PR #1501, opened 2025-08-21
fix: improve join payload handling

filipecabaco:

improves error handling on join by doing basic checks on types received by realtime. it's the scafold for future validations with more informative errors to the users


lib/realtime_web/channels/realtime_channel/payloads/join.ex
```diff
@@ -0,0 +1,140 @@
...
+    field :enabled, :boolean, default: true
+    field :key, :string, default: UUID.uuid1()
+  end
+
+  def changeset(presence, attrs) do
+    cast(presence, attrs, [:enabled, :key], message: &Join.error_message/2)
+  end
+end
+
+defmodule RealtimeWeb.Channels.RealtimeChannel.Payloads.Join.Config do
```
edgurgel: We don't seem to use `Channels` as a namespace anywhere. Also it would be nice to have a shorter module name 😆 

RealtimeWeb.RealtimeChannel.Join
RealtimeWeb.RealtimeChannel.Join.Config
RealtimeWeb.RealtimeChannel.Join.Config.Presence 

Removing Channels and Payloads maybe?

lib/realtime_web/channels/realtime_channel.ex
```diff
@@ -531,40 +546,24 @@ defmodule RealtimeWeb.RealtimeChannel do
...
-       when is_binary(user_token) do
-    assign(socket, :access_token, user_token)
-  end
+    access_token =
+      cond do
+        access_token != nil and !String.starts_with?(access_token, "sb_") -> access_token
+        user_token != nil and !String.starts_with?(user_token, "sb_") -> user_token
+        tenant_token != nil and !String.starts_with?(tenant_token, "sb_") -> tenant_token
+        true -> header
+      end
```
edgurgel: nitpick: Do we need to check if it's a string as well? Our previous code was enforcing it with `when is_binary`

I think we can simply swap the "!= nil" for `is_binary(...)` ?

lib/realtime_web/channels/realtime_channel.ex
```diff
@@ -631,28 +630,30 @@ defmodule RealtimeWeb.RealtimeChannel do
...
-          }
-        end)
-
-      _ ->
-        []
-    end
+  defp pg_change_params(true, %Join{config: %Config{postgres_changes: postgres_changes}}, channel_pid, claims, _)
+       when not is_nil(postgres_changes) do
+    postgres_changes
+    |> Enum.reject(&is_nil/1)
```
edgurgel: Should this even be possible? Having a `nil` as part of `postgres_changes`? What happens in this case with the new code? 

```
 "postgres_changes": [
        {
          "event": "*",
          "schema": "public",
          "table": "*"
        },
       null
      ],
```

test/realtime_web/channels/realtime_channel/payloads/join_test.exs
```diff
@@ -0,0 +1,90 @@
...
+  describe "validate/1" do
+    test "valid payload allows join" do
+      key = random_string()
+      access_token = random_string()
+
+      config = %{
+        "config" => %{
+          "private" => false,
+          "broadcast" => %{"ack" => false, "self" => false},
+          "presence" => %{"enabled" => true, "key" => key},
```
edgurgel: Should we add a test when `presence->enabled` is not provided?

lib/realtime_web/channels/realtime_channel/payloads/join.ex
```diff
@@ -0,0 +1,140 @@
...
+        errors = Ecto.Changeset.traverse_errors(changeset, &elem(&1, 0))
+        {:error, :invalid_join_payload, errors}
+    end
+  end
+
+  def presence_enabled?(%__MODULE__{config: %Config{presence: %Presence{enabled: enabled}}}), do: enabled
+  def presence_enabled?(_), do: true
+
+  def presence_key(%__MODULE__{config: %Config{presence: %Presence{key: key}}}), do: key
+  def presence_key(_), do: UUID.uuid1()
```
edgurgel: Do we need to account for empty string on `key` ? I think realtime-js sends this today:

```
      "presence": {
        "key": ""
      },
```

It might work already but maybe we need a test?

phx_join.schema.json
```diff
@@ -0,0 +1,139 @@
+{
```
edgurgel, line 1: Are we going to use this for something?

lib/realtime_web/channels/realtime_channel/payloads/join.ex
```diff
@@ -0,0 +1,140 @@
...
+    embeds_one :presence, Presence
+    embeds_many :postgres_changes, PostgresChange
+    field :private, :boolean, default: false
+  end
+
+  def changeset(config, attrs) do
+    config
+    |> cast(attrs, [:private], message: &Join.error_message/2)
+    |> cast_embed(:broadcast, invalid_message: "unable to parse, expected a map")
+    |> cast_embed(:presence, invalid_message: "unable to parse, expected a map ")
```
edgurgel: supernit: Extra space at the end of string 😆

edgurgel (commented):
Nice improvement!

lib/realtime_web/channels/realtime_channel.ex
filipecabaco: avoided to change this logic honestly, kept what we had just "cleaner"

lib/realtime_web/channels/realtime_channel.ex
filipecabaco: good call will change

lib/realtime_web/channels/realtime_channel/payloads/join.ex
filipecabaco: will do 👍 and will break into multiple files. wanted to keep it closer to the folder structure

test/realtime_web/channels/realtime_channel/payloads/join_test.exs
filipecabaco: can do 👍

lib/realtime_web/channels/realtime_channel/payloads/join.ex
filipecabaco: good call will do

phx_join.schema.json
filipecabaco: will post it on docs for client libs, other payloads will follow so we can let users validate payloads in client libs

lib/realtime_web/channels/realtime_channel/payloads/join.ex
filipecabaco: eagle eye!

edgurgel (approved):

test/realtime_web/channels/payloads/join_test.exs
```diff
@@ -0,0 +1,96 @@
+defmodule RealtimeWeb.Channels.Payloads.JoinTest do
+  use ExUnit.Case
```
edgurgel:
```suggestion
  use ExUnit.Case, async: true
```

lib/realtime_web/channels/realtime_channel.ex
```diff
@@ -54,6 +55,11 @@ defmodule RealtimeWeb.RealtimeChannel do
       |> assign(:private?, !!params["config"]["private"])
       |> assign(:policies, nil)
 
+    case Join.validate(params) do
+      {:ok, _join} -> nil
+      {:error, :invalid_join_payload, errors} -> log_error(socket, "InvalidJoinPayload", errors)
```
edgurgel: Should it also log the params? Otherwise we will see errors but we won't see the original params that caused the errors I think?

filipecabaco: logging them out with redacted values for user_token and access_token

PR #1505, opened 2025-08-26
feat: rate counter for failing auth due to PG connection errors

edgurgel:

* Change RateCounter to allow for not only average (`avg`) but `sum` limits
* Change Authorization to rate limit based on the amount of Connection errors we get when calling verifying channel authorisation

The approach I took was: once it reaches the amount of errors equal to the connection pool size in the last 30 seconds then rate limit until time has passed enough so that the sum of errors is below the connection pool size.

Connection pool is 5, if in the last 30 seconds 5 errors happened, the immediate next Auth call will fail instantly. We could think about adding a `Process.sleep` here to avoid a loop of retries. In any case the channel join limit will kick in.

The message I chose was:

```
IncreaseConnectionPool: Too many database timeouts
```

## Additional context


README.md
```diff
@@ -232,8 +232,8 @@ This is the list of operational codes that can help you understand your deployme
...
 | ConnectionRateLimitReached         | The number of connected clients as reached its limit                                                                                                                                                  |
-| ClientJoinRateLimitReached         | The rate of joins per second from your clients as reached the channel limits                                                                                                                          |
-| MessagePerSecondRateLimitReached   | The rate of messages per second from your clients as reached the channel limits                                                                                                                       |
+| ClientJoinRateLimitReached         | The rate of joins per second from your clients sas reached the channel limits                                                                                                                         |
+| MessagePerSecondRateLimitReached   | The rate of messages per second from your clients sas reached the channel limits                                                                                                                      |
```
filipecabaco, line 236:
```suggestion
| MessagePerSecondRateLimitReached   | The rate of messages per second from your clients as reached the channel limits                                                                                                                      |
```

README.md
```diff
@@ -232,8 +232,8 @@ This is the list of operational codes that can help you understand your deployme
...
 | ChannelRateLimitReached            | The number of channels you can create has reached its limit                                                                                                                                           |
 | ConnectionRateLimitReached         | The number of connected clients as reached its limit                                                                                                                                                  |
-| ClientJoinRateLimitReached         | The rate of joins per second from your clients as reached the channel limits                                                                                                                          |
-| MessagePerSecondRateLimitReached   | The rate of messages per second from your clients as reached the channel limits                                                                                                                       |
+| ClientJoinRateLimitReached         | The rate of joins per second from your clients sas reached the channel limits                                                                                                                         |
```
filipecabaco, line 235:
```suggestion
| ClientJoinRateLimitReached         | The rate of joins per second from your clients as reached the channel limits                                                                                                                         |
```

lib/realtime/tenants/authorization.ex
```diff
@@ -91,11 +108,13 @@ defmodule Realtime.Tenants.Authorization do
...
-    case get_write_policies_for_connection(db_conn, authorization_context, policies) do
-      {:ok, %Policies{} = policies} -> {:ok, policies}
-      {:ok, {:error, %Postgrex.Error{} = error}} -> {:error, :rls_policy_error, error}
-      {:error, %ConnectionError{reason: :queue_timeout}} -> {:error, :increase_connection_pool}
-      {:error, error} -> {:error, error}
+    rate_counter = rate_counter(authorization_context.tenant_id)
+
+    if !rate_counter.limit.triggered do
+      get_write_policies_for_connection(db_conn, authorization_context, policies)
+      |> handle_policies_result(rate_counter)
```
filipecabaco, line 115:
```suggestion
      db_conn
      |> get_write_policies_for_connection( authorization_context, policies)
      |> handle_policies_result(rate_counter)
```

test/realtime/database_test.exs
```diff
@@ -274,7 +274,7 @@ defmodule Realtime.DatabaseTest do
              end) =~ "project=123 external_id=123 [error] ErrorExecutingTransaction:"
     end
 
-    test "noproc error" do
+    test "noproc" do
```
filipecabaco, line 277: it would be better to something more descriptive

README.md
edgurgel: I swear I had written "has" no sas 😆

edgurgel:
Sorry i opened the PR with the wrong branch 🤦 

https://github.com/supabase/realtime/pull/1508

test/realtime/database_test.exs
edgurgel: Fixed in the right PR!

lib/realtime/tenants/authorization.ex
edgurgel: Fixed in the right PR!

PR #1506, opened 2025-08-26
fix: improve deployment to be more platform agnostic

filipecabaco:

currently we have fly and aws very hardcoded so we need to reduce that by changing the way we setup realtime to be less locked to this ecosystems

the first we are focusing on read replicas which is very hard coded to our infrastructure.

for read replicas you can set:
```
export DB_HOST_REPLICA_HOST_us-east-1='127.0.0.1'
export DB_HOST_REPLICA_TARGET_REGIONS_us-east-1='us-east-1,us-east-2,us-east-3'
```
which will setup the `us-east-1` read replica and inform realtime that the regions `us-east-1,us-east-2,us-east-3` should use this read replica. if not, they will use the default repo.


config/runtime.exs
```diff
@@ -11,62 +25,44 @@ database = System.get_env("DB_NAME", "postgres")
...
-  System.get_env("METRICS_RPC_TIMEOUT_IN_MS", "15000") |> String.to_integer()
-
-rebalance_check_interval_in_ms =
-  System.get_env("REBALANCE_CHECK_INTERVAL_IN_MS", to_string(:timer.minutes(10))) |> String.to_integer()
+tenant_cache_expiration = Env.get_integer("TENANT_CACHE_EXPIRATION_IN_MS", :timer.seconds(30))
+migration_partition_slots = Env.get_integer("MIGRATION_PARTITION_SLOTS", System.schedulers_online() * 2)
+connect_partition_slots = Env.get_integer("CONNECT_PARTITION_SLOTS", System.schedulers_online() * 2)
+metrics_cleaner_schedule_timer_in_ms = Env.get_integer("METRICS_CLEANER_SCHEDULE_TIMER_IN_MS", :timer.minutes(30))
+metrics_rpc_timeout_in_ms = Env.get_integer("METRICS_RPC_TIMEOUT_IN_MS", :timer.seconds(15))
+rebalance_check_interval_in_ms = Env.get_integer("REBALANCE_CHECK_INTERVAL_IN_MS", :timer.seconds(10))
```
edgurgel, line 43: this one should be `:timer.minutes(10)`

edgurgel, line 43:
```suggestion
rebalance_check_interval_in_ms = Env.get_integer("REBALANCE_CHECK_INTERVAL_IN_MS", :timer.minutes(10))
```

config/runtime.exs
```diff
@@ -11,62 +25,44 @@ database = System.get_env("DB_NAME", "postgres")
...
-janitor_max_children = System.get_env("JANITOR_MAX_CHILDREN", "5") |> String.to_integer()
-janitor_chunk_size = System.get_env("JANITOR_CHUNK_SIZE", "10") |> String.to_integer()
-# defaults to 10 minutes
-janitor_run_after_in_ms = System.get_env("JANITOR_RUN_AFTER_IN_MS", "600000") |> String.to_integer()
-# defaults to 5 seconds
-janitor_children_timeout = System.get_env("JANITOR_CHILDREN_TIMEOUT", "5000") |> String.to_integer()
-# 4 hours by default
-janitor_schedule_timer = System.get_env("JANITOR_SCHEDULE_TIMER_IN_MS", "14400000") |> String.to_integer()
-# defaults to 10 minutes
+  Env.get_integer("DISCONNECT_SOCKET_ON_NO_CHANNELS_INTERVAL_IN_MS", :timer.seconds(30))
```
edgurgel, line 60: I don't think this `disconnect_socket_on_no_channels_interval_in_ms` is being used at all. Should we just remove it?

config/runtime.exs
```diff
@@ -103,58 +99,91 @@ config :realtime,
   max_gen_rpc_clients: max_gen_rpc_clients,
   no_channel_timeout_in_ms: no_channel_timeout_in_ms
 
-if config_env() == :test || !run_janitor? do
-  config :realtime, run_janitor: false
-else
+if config_env() != :test && run_janitor? do
   config :realtime,
```
edgurgel, line 103: Where we are setting `run_janitor: false` when `run_janitor?` is `false`?

config/runtime.exs
```diff
@@ -191,12 +218,39 @@ if config_env() != :test do
...
+  config :libcluster, debug: false, topologies: cluster_topologies
+  secret_key_base = System.fetch_env!("SECRET_KEY_BASE")
+  if app_name == "", do: raise("APP_NAME not available")
+
+  config :realtime, RealtimeWeb.Endpoint,
+    server: true,
+    url: [host: "#{app_name}.supabase.co", port: 443],
+    http: [
+      compress: true,
+      port: Env.get_integer("PORT", 443),
```
edgurgel, line 237: port was `4000` before here

config/runtime.exs
```diff
@@ -191,12 +218,39 @@ if config_env() != :test do
...
+# Setup Production
+
+if config_env() == :prod do
+  config :libcluster, debug: false, topologies: cluster_topologies
+  secret_key_base = System.fetch_env!("SECRET_KEY_BASE")
+  if app_name == "", do: raise("APP_NAME not available")
+
+  config :realtime, RealtimeWeb.Endpoint,
+    server: true,
+    url: [host: "#{app_name}.supabase.co", port: 443],
```
edgurgel, line 234: it was `80` here

README.md
```diff
@@ -184,8 +184,21 @@ If you're using the default tenant, the URL is `ws://realtime-dev.localhost:4000
...
+### Read Replica setup
+
+Realtime supports setting up read replicas per region using environment variables. For example, if you want to set up a read replica for the `us-east-1` region, you can set the following environment variables:
+
+```bash
+export DB_HOST_REPLICA_HOST_us-east-1='127.0.0.1'
+export DB_HOST_REPLICA_TARGET_REGIONS_us-east-1='us-east-1,us-east-2,us-east-3'
+```
+
+This will inform realtime that nodes connected to the `us-east-1` region will be able to connect to the replica database for the `us-east-1` region. If the region is not specified, the we will set the main repository as the default.
```
edgurgel, line 201: how us-east-1 and us-east-2 etc are used in this example

```
If the region is not specified, the we will set the main repository as the default.
```

*then ?

lib/realtime/nodes.ex
```diff
@@ -27,11 +27,6 @@ defmodule Realtime.Nodes do
   def platform_region_translator(nil), do: nil
 
   def platform_region_translator(tenant_region) when is_binary(tenant_region) do
-    platform = Application.get_env(:realtime, :platform)
-    region_mapping(platform, tenant_region)
-  end
-
-  defp region_mapping(:aws, tenant_region) do
```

# # # # #

__What is expected__: Filter the records above and return every line that holds the word "defp".

__Task output__:
+  defp pg_change_params(true, %Join{config: %Config{postgres_changes: postgres_changes}}, channel_pid, claims, _)
-  defp region_mapping(:aws, tenant_region) do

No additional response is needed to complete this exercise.